Jusqu’à ce jour, les pratiques froides et sèches du luthérianisme n’avaient offert qu’un médiocre aliment à la sensibilité imaginative de la jeune femme ; l’expérience du mariage ne lui avait pas été plus favorable. Tous ses instincts de rêve et d’émotion, de ferveur et de tendresse trouvèrent soudain leur emploi dans les rites mystérieux et les pompes magnifiques de l’orthodoxie. Sa piété s’exalta merveilleusement. Elle connut alors des plénitudes et des élans qu’elle ne soupçonnait pas.

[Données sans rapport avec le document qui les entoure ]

PR #1756, opened 2025-05-21
Set up copybutton options to exclude prompts and output

josh146:


dime10:
While it strips the output, it seems to leave behind empty lines for each line of console output. Are we able to remove those as well?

Dans l’éclat de son Gouvernement général, qui équivalait à une vice-royauté, Serge Alexandrowitch apparut bientôt comme le protagoniste de la croisade réactionnaire qui résume toute la politique intérieure du « très pieux tsar Alexandre III. » Un de ses premiers actes fut d’expulser en masse les Juifs qui s’étaient peu à peu infiltrés à Moscou et de les refouler brutalement dans leurs ghettos des provinces occidentales. Puis il édicta une série de mesures asservissantes ou vexatoires contre les professeurs et les étudiants de l’Université. Il adopta enfin une altitude hautaine envers les bourgeois pour leur faire sentir que leur libéralisme, si modeste fût-il, n’était pas de son goût. Comme il advient toujours en pareil cas, les officiers et fonctionnaires de son entourage se plaisaient à exagérer ses manières cassantes. L’animosité générale qu’il s’attirait ainsi le remplissait d’orgueil.

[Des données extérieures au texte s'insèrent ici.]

PR #1758, opened 2025-05-21
Add a builtin MBQC pipeline for MBQC workloads

joeycarter:
**Context:** When we initially added the MBQC dialect, we had to manually specify the full compilation pipeline add drop in the MBQC-to-LLVM dialect-conversion pass, `"convert-mbqc-to-llvm"`, to convert the ops in the `mbqc` dialect to the LLVM dialect. For example:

Au mois de mai 1896, le sacre de Nicolas II marqua une date radieuse pour l’autocratisme orthodoxe. L’idéal des Tsars moscovites, l’intime alliance du Sacerdoce et de l’Empire, s’affirmait comme la pensée directrice du nouveau règne. La catastrophe du Champ Khodinsky, où 2 000 moujiks périrent par l’inadvertance de la police, projeta néanmoins une ombre sinistre, quoique passagère, sur le décor illuminé de la Ville sainte.

Deux ans plus tard, on inaugura au Kremlin, devant la Cathédrale de l’Archange, le monument du « Tsar martyr » Alexandre II. Au cours des cérémonies dont ce fut l’occasion, le Procureur suprême du Saint-Synode, Constantin Pobédonostsew, reçut la plus haute distinction honorifique de l’Empire, l’ordre insigne de Saint-André, fondé en 1698 par Pierre le Grand. L’armée « orthodoxe et très chrétienne » fut associée aux fêtes par une magnifique revue.